_REQUIRED ACTION_. Please transcribe exactly, and only, the lines of the data below between the line holding "2. Save the" and the line holding "Fix/issue198", inclusive.

_EXERCISE MATERIALS_.
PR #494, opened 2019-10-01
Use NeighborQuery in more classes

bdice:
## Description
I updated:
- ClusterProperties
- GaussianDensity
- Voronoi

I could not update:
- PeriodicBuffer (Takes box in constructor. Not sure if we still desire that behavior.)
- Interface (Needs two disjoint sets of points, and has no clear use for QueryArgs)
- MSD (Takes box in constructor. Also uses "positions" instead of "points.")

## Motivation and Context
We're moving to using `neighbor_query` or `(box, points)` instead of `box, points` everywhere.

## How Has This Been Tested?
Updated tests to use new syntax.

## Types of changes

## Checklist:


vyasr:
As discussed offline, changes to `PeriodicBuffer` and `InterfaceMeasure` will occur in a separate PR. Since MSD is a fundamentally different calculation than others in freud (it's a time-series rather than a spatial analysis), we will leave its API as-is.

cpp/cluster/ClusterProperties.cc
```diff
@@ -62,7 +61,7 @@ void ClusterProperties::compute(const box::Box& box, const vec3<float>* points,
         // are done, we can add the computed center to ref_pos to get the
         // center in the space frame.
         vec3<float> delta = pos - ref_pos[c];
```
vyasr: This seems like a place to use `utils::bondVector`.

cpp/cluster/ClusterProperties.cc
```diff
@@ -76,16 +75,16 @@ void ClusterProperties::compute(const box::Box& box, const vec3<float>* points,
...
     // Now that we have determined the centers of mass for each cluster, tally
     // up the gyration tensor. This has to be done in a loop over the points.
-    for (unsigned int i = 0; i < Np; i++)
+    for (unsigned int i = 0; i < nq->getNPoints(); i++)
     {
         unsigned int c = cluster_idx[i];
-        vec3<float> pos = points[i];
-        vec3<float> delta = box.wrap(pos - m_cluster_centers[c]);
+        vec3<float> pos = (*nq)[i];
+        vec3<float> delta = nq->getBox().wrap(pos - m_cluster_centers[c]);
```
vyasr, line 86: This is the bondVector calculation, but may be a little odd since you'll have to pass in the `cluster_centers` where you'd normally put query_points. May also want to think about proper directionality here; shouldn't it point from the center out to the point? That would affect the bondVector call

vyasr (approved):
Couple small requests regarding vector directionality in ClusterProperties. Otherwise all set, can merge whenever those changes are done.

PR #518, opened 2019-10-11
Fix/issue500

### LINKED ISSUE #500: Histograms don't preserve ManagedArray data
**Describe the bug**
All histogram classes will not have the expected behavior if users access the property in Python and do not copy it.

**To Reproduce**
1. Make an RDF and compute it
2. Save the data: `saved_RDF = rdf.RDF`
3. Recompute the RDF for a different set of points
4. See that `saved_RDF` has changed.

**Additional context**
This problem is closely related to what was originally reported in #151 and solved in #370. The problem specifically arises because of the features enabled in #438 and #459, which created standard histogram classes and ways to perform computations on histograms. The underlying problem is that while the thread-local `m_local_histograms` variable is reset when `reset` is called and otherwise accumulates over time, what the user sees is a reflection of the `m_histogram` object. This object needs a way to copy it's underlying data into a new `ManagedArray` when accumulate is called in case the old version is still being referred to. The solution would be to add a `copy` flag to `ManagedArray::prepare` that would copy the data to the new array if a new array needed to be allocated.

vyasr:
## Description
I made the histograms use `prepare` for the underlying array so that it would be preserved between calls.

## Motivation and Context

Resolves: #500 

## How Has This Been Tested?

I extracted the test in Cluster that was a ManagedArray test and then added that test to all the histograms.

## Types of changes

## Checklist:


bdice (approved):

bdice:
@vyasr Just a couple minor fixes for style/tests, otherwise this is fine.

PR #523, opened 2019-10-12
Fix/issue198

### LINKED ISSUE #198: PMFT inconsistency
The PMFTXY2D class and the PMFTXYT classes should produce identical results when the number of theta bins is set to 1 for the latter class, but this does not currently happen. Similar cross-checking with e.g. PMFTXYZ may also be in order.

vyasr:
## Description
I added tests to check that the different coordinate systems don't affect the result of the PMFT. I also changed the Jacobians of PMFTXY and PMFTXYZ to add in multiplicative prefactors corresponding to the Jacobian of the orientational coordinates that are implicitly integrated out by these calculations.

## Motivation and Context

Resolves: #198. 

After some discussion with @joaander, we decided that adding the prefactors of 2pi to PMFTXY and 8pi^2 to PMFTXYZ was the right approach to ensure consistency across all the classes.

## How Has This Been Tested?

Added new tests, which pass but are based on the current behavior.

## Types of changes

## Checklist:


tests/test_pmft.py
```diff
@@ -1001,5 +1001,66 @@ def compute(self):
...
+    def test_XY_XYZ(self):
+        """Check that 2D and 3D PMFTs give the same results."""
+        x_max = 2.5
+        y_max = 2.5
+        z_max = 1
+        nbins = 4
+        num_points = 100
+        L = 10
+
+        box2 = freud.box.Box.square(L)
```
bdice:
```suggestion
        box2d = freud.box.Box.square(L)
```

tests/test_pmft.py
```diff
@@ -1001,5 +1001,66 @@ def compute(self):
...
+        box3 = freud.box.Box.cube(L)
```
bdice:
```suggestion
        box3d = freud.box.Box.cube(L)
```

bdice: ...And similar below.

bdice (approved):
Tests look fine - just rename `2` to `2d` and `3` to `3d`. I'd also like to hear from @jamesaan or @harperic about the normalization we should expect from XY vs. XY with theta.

_OUTPUT OF THE EXERCISE_.
2. Save the data: `saved_RDF = rdf.RDF`
3. Recompute the RDF for a different set of points
4. See that `saved_RDF` has changed.

**Additional context**
This problem is closely related to what was originally reported in #151 and solved in #370. The problem specifically arises because of the features enabled in #438 and #459, which created standard histogram classes and ways to perform computations on histograms. The underlying problem is that while the thread-local `m_local_histograms` variable is reset when `reset` is called and otherwise accumulates over time, what the user sees is a reflection of the `m_histogram` object. This object needs a way to copy it's underlying data into a new `ManagedArray` when accumulate is called in case the old version is still being referred to. The solution would be to add a `copy` flag to `ManagedArray::prepare` that would copy the data to the new array if a new array needed to be allocated.

vyasr:
## Description
I made the histograms use `prepare` for the underlying array so that it would be preserved between calls.

## Motivation and Context

Resolves: #500 

## How Has This Been Tested?

I extracted the test in Cluster that was a ManagedArray test and then added that test to all the histograms.

## Types of changes

## Checklist:


bdice (approved):

bdice:
@vyasr Just a couple minor fixes for style/tests, otherwise this is fine.

PR #523, opened 2019-10-12
Fix/issue198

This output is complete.